Purpose: Natural language processing (NLP) can be used for automatic flagging of radiology reports. We assessed deep learning models for classifying non-English head CT reports.
Methods: We retrospectively collected head CT reports (2011-2018). Reports were signed in Hebrew. Emergency department (ED) reports of adult patients from January to February for each year (2013-2018) were manually labeled. All other reports were used to pre-train an embedding layer. We explored two use cases: (1) general labeling use case, in which reports were labeled as normal vs. pathological; (2) specific labeling use case, in which reports were labeled as with and without intra-cranial hemorrhage. We tested long short-term memory (LSTM) and LSTM-attention (LSTM-ATN) networks for classifying reports. We also evaluated the improvement of adding Word2Vec word embedding. Deep learning models were compared with a bag-of-words (BOW) model.

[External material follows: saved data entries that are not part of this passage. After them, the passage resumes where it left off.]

PR #635, opened 2020-09-15
Extract semantic

### LINKED ISSUE #634: Extract semantic.
Extracts semantic from methods.

aravij:
Fix #634

Extracts semantic from methods. First step for Baseline. Currently only plain statements are supported. All statements, which alow nesting will be added in following PR.

### DIFF
--- a/test/extract_method_baseline/SimpleMethods.java
+++ b/test/extract_method_baseline/SimpleMethods.java
@@ -1,0 +1,38 @@
+class SimpleMethods {
+    void assertStatement(int x) {
+        assert x == 0;
+    }
+
+    int returnStatement(int x) {
+        return x;
+    }
+
+    void expression(int x) {
+        x++;
+    }
+
+    void throwStatement(Error x) {
+        throw x;
+    }
+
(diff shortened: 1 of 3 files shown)


test/extract_method_baseline/SimpleMethods.java
```diff
@@ -0,0 +1,38 @@
+class SimpleMethods {
```
acheshkov, line 1: why we have so a simple test? could we use more sophisticated methods? Maybe we can take it from the paper?

aravij: Then it will be more close to integration tests. We better keep unit tests simple for easy debug. If you want some integration tests we need to understand what exactly they should solve? Is it just fixing behavior on some production code? Or something more?

aravij: I will add more complex tests later when complex statements will be supported.

Vitaly-Protasov (approved):

acheshkov (approved):

acheshkov:
@rultor merge

PR #46, opened 2022-04-20
feat: deprecate `runserver` in favor of `start`

kdmccormick:
See individual commit messages.

Blocks https://github.com/overhangio/tutor/pull/644

### DIFF
--- a/README.rst
+++ b/README.rst
@@ -192,19 +192,37 @@ MFE development
 
 Tutor makes it possible to run any MFE in development mode. For instance, to run the "profile" MFE::
 
-    tutor dev runserver profile
+    tutor dev start profile
 
 Then, access http://apps.local.overhang.io:1995/profile/u/YOURUSERNAME
 
-To run your own fork of an MFE, start by copying the MFE repo on the host::
+You can also bind-mount your own fork of an MFE. For example::
 
-    tutor dev bindmount profile /openedx/app
+    cd /path/to/frontend-app-profile
+    npm install  # Ensure NPM requirements are installed into your fork.
+    tutor dev start --mount=. profile
 
-Then, run a development server that bind-mounts the repo::
+The changes you make to your fork will be automatically picked up and hot-reloaded by your development server.
 
-    tutor dev runserver --volume=/openedx/app profile
+This works for custom MFEs, as well. For example, if you added your own MFE named frontend-app-myapp, then you can bind-mount it like so::
 
-The changes you make to ``$(tutor config printroot)/volumes/app/`` will be automatically picked up and hot-reloaded by your development server.
+    cd /path/to/frontend-app-myapp
+    npm install
+    tutor dev start --mount=. myapp
+
+However, if you try to bind-mount an unknown MFE, you will see a Docker Compose error such as::
+
+  ERROR: The Compose file is invalid because:
+  Service myapp has neither an image nor a build context specified. At least one must be provided.
+
+Please note that bind-mounting a fork is only available for development (``tutor dev ...``), since production MFEs are compiled and served out of a single container. If you want to use a fork of an MFE in production, then you will need to set the repository URL in ``$(tutor config printroot)/config.yml``::
+
+    MFE_PROFILE_MFE_APP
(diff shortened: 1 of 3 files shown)


tutormfe/plugin.py
```diff
@@ -58,6 +58,25 @@
...
+    it's available in the APPNAME service container. This is only applicable
+    in dev mode, because in production, all MFEs are built and hosted on the
+    singular 'mfe' service container.
+    """
+    prefix = "frontend-app-"
+    if name.startswith(prefix):
+        # Assumption:
+        # For each repo named frontend-app-APPNAME, there is an associated
+        # docker-compose service named APPNAME. If this assumption is broken,
+        # then Tutor will try to mount the repo in a service that doesn't exist.
```
kdmccormick, line 74: I am torn on this and would appreciate your input @regisb : 

Currently, I allow `--mount` to be specified for any arbitrary `frontend-app-` repo. This is nice, because it would allow a user who has configured a custom MFE (say, frontend-app-authn) to bind-mount it without any hassle. The downside, though, is that we get a fairly confusing error message if the custom MFE hasn't actually been configured, since the custom MFE's service would be missing from env/dev/docker-compose.yml:
```
$ tutor dev start -d -m ../frontend-app-learning/ -m ../frontend-app-authn/
Bind-mount: /home/kyle/openedx/frontend-app-learning -> /openedx/app in learning
Bind-mount: /home/kyle/openedx/frontend-app-authn -> /openedx/app in authn
docker-compose -f /home/kyle/.local/share/tutor/env/local/docker-compose.yml -f /home/kyle/.local/share/tutor/env/dev/docker-compose.yml -f /home/kyle/.local/share/tutor/env/local/docker-compose.tmp.yml --project-name tutor_dev up --remove-orphans --build -d
ERROR: The Compose file is invalid because:
Service authn has neither an image nor a build context specified. At least one must be provided.
```

Options I see:
* Keep it as-is.
* Keep it as-is, but try to improve the error message in Tutor.
* Change it to a hard-coded allowlist of bindmounts (for now: profile, account, learning, gradebook).
* Add a `config` argument to COMPOSE_MOUNTS, which would allow us to see which MFE have been configured.

README.rst
```diff
@@ -192,19 +192,17 @@ MFE development
...
 
 Then, access http://apps.local.overhang.io:1995/profile/u/YOURUSERNAME
 
-To run your own fork of an MFE, start by copying the MFE repo on the host::
+You can also bind-mount in your own fork of an MFE. For example::
 
-    tutor dev bindmount profile /openedx/app
+    cd /path/to/frontend-app-profile
+    npm install  # Ensure NPM requirements are installed into your fork.
+    tutor dev start profile --mount .
```
regisb, line 203: I believe this line should be:

    tutor dev start --mount=. profile

tutormfe/plugin.py
regisb: I think that your approach is sensible. It's true that the error message is difficult to understand, but we expect that users who attempt to bind-mount volumes are rather advanced. Maybe we can simply add a note to the README?

I'm more concerned by the fact that this bind-mount will not work in `tutor local`, because the container is then named "mfe" and not `app_name`. Maybe we should add another note about this in the README.

README.rst
kdmccormick: Click allows either syntax, but I'll change it just to be consistent with the Tutor's dev docs on mounting.

kdmccormick: Done

tutormfe/plugin.py
kdmccormick: Good points. Done.

kdmccormick:
@regisb This is ready for another look.

regisb (approved):
Somehow I forgot to review this PR again -- sorry about the delay!

regisb:
Can you please rebase your changes and use `tutor_hooks` instead of `hooks` @kdmccormick?

kdmccormick:
I rebased, and I'm trying to manually test this again, but I'm stuck on an unrelated error currently.

PR #51, opened 2022-05-12
fix: Add env variable to enable records button in profile

ghassanmas:
Learning-MFE won't view records button, unless the
  ENABLE_LEARNER_RECORD_MFE is set to true.
  This shall fixes: openedx/build-test-release-wg/issues/168

### DIFF
--- a/tutormfe/plugin.py
+++ b/tutormfe/plugin.py
@@ -38,6 +38,11 @@ config = {
             "name": "profile",
             "repository": "https://github.com/edx/frontend-app-profile",
             "port": 1995,
+             "env": {
+                "production": {
+                    "ENABLE_LEARNER_RECORD_MFE": "true",
+                },
+            },
         },
     },
 }


tutormfe/templates/mfe/build/mfe/env/production
```diff
@@ -22,5 +22,6 @@ SEGMENT_KEY=''
 SITE_NAME='{{ PLATFORM_NAME|replace("'", "'\\''") }}'
 STUDIO_BASE_URL='{{ "https" if ENABLE_HTTPS else "http" }}://{{ CMS_HOST }}'
 USER_INFO_COOKIE_NAME='user-info'
+ENABLE_LEARNER_RECORD_MFE='true'
```
regisb, line 25: This setting is not defined here: https://edx.readthedocs.io/projects/edx-developer-docs/en/latest/micro_frontends/index.html#required-environment-variables
This means that it's a setting that is specific to the learning MFE, right? If yes, I suggest to add it only to the learning MFE configuration. This is possible by adding `"env": {"production": {"ENABLE_LEARNER_RECORD_MFE": "true"}}` to the "LEARNING_MFE_APP" config entry in plugin.py.

Source:
https://github.com/overhangio/tutor-mfe/blob/5807603a9893d355357d4379ef1b4e634ecc2fd4/tutormfe/templates/mfe/build/mfe/Dockerfile#L59
https://github.com/overhangio/tutor-mfe/blob/5807603a9893d355357d4379ef1b4e634ecc2fd4/tutormfe/plugin.py#L32

ghassanmas: Yup you are totally right... just re pushed

regisb (approved):

regisb:
Thanks!

PR #56, opened 2022-07-11
Remove wrapping quotes from env settings

jcohen28:
Prior versions of docker-compose had a bug that did not properly escape quotation marks in env_files, incorrectly including them as characters in the string value. The issue was fixed in docker-compose version 1.26.0. If tutor is run on a system that uses an earlier version of docker-compose, then tutor-mfe functionality gets broken by invalid config values.

This should hopefully avoid the issues discussed here: https://discuss.openedx.org/t/mfe-failing-login-refresh-with-404-error/7716/6


arbrandes (approved):
Makes sense.  Good catch.

PR #58, opened 2022-08-18
perf: re-order Dockerfile stages to significantly optimize build speed

kdmccormick:
## Description

Previously, build stages were ordered like this in the
rendered Dockerfile (dependencies in parenthases):

* base
* i18n        (base)
* app1-src    (base)
* app1-i18n   (base, app1-src)
* app1-dev    (base, app1-src, app1-i18n)
* app1        (app1-dev)
* app2-src    (base, app2-src)
* app2-i18n   (base, app2-src)
* app2-dev    (base, app2-src, app2-i18n)
* app2        (app2-dev)
* ...
* production  (app1, app2, ..., appN)

MFEs in dev mode only use the output of the *-dev stages.
However, because some of the *-dev stages came after
the intermediate production stages in the Dockerfile (app1, app2, etc),
Docker unnecessarily built the prod stages whenever `tutor dev start`
was run, which often forced users to wait through the prod-only
`npm run build`.

This commit reorders the build stages to look like this:

* base
* i18n        (base)
* app1-src    (base)
* app1-i18n   (base, app1-src)
* app1-dev    (base, app1-src, app1-i18n)
* app2-src    (base, app2-src)
* app2-i18n   (base, app2-src)
* app2-dev    (base, app2-src, app2-i18n)
* ...
* app1        (app1-dev)
* app2        (app2-dev)
* ...
* production  (app1, app2, ..., appN)

Now that the *-dev stages are all before the production stages,
the MFE dev build should be significantly quicker.

## Review

@arbrandes Can you take a look?

### DIFF
--- a/tutormfe/templates/mfe/build/mfe/Dockerfile
+++ b/tutormfe/templates/mfe/build/mfe/Dockerfile
@@ -53,6 +53,11 @@ COPY --from={{ app["name"] }}-i18n /openedx/app/src/i18n/messages /openedx/app/s
 ENV PUBLIC_PATH='/{{ app["name"] }}/'
 EXPOSE {{ app['port'] }}
 CMD ["npm", "run", "start"]
+
+{% endfor %}
+
+{% for app in iter_values_named(suffix="MFE_APP") %}
+
 ######## {{ app["name"] }} (production)
 FROM {{ app["name"] }}-dev AS {{ app["name"] }}
 COPY ./env/production /openedx/env/production
--- a/tutormfe/templates/mfe/build/mfe/Dockerfile
+++ b/tutormfe/templates/mfe/build/mfe/Dockerfile
@@ -24,19 +24,21 @@ RUN echo "copying i18n data" \
   echo "done."
 
 {% for app in iter_values_named(suffix="MFE_APP") %}
+
 ######## {{ app["name"] }} (src)
 FROM base AS {{ app["name"] }}-src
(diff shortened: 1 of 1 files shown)


kdmccormick:
FYI @regisb (when you're back). I realized this issue while working on https://github.com/overhangio/2u-tutor-adoption/issues/87.

ghassanmas:
In the issue I was referring is this part of code: 

https://github.com/overhangio/tutor-mfe/blob/0b695b9e0acdc6a0f3a107f5fcdc07946142a696/tutormfe/templates/mfe/build/mfe/Dockerfile#L48-L49

The part of `rm -rf .npm` I think here probably Regis meant to optimize the image total size one its finish building. I think there is a room for imporvment here, I don't know how exactly, ideally I think it would be: 

When mfe is installing its depds, it can uses .npm cahches of other mfe that are already installed, but however apps can be installed in parrallel, (_if you enable docker buildkit_), so probably if we can have the base base to already cahces common pacakges, then defeinilty would decrease network bandwidth usage (i.e install time),. All of this would more possible or easier to implement when we have or agree on set of depends that are consistant among the mfes, which is I opened a some PRs against nutmeg branch for few mfes.

arbrandes:
@kdmccormick, will review/test ASAP.  Thanks for this!

arbrandes (approved):
The changes make sense.  I also tested the build, and it works fine.  Approved.

regisb:
This is a great contribution, thanks!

Results: We retrieved 176,988 head CT reports for pre-training. We manually labeled 7784 reports as normal (46.3%) or pathological (53.7%), and 7.1% with intra-cranial hemorrhage. For the general labeling, LSTM-ATN-Word2Vec showed the best results (AUC = 0.967 ± 0.006, accuracy 90.8% ± 0.01). For the specific labeling, all methods showed similar accuracies between 95.0 and 95.9%. Both LSTM-ATN-Word2Vec and BOW had the highest AUC (0.970).
Conclusion: For a general use case, word embedding using a large cohort of non-English head CT reports and ATN improves NLP performance. For a more specific task, BOW and deep learning showed similar results. Models should be explored and tailored to the NLP task.
Keywords: Attention; Deep learning; Emergency service, hospital; Natural language processing; Tomography, X-ray computed.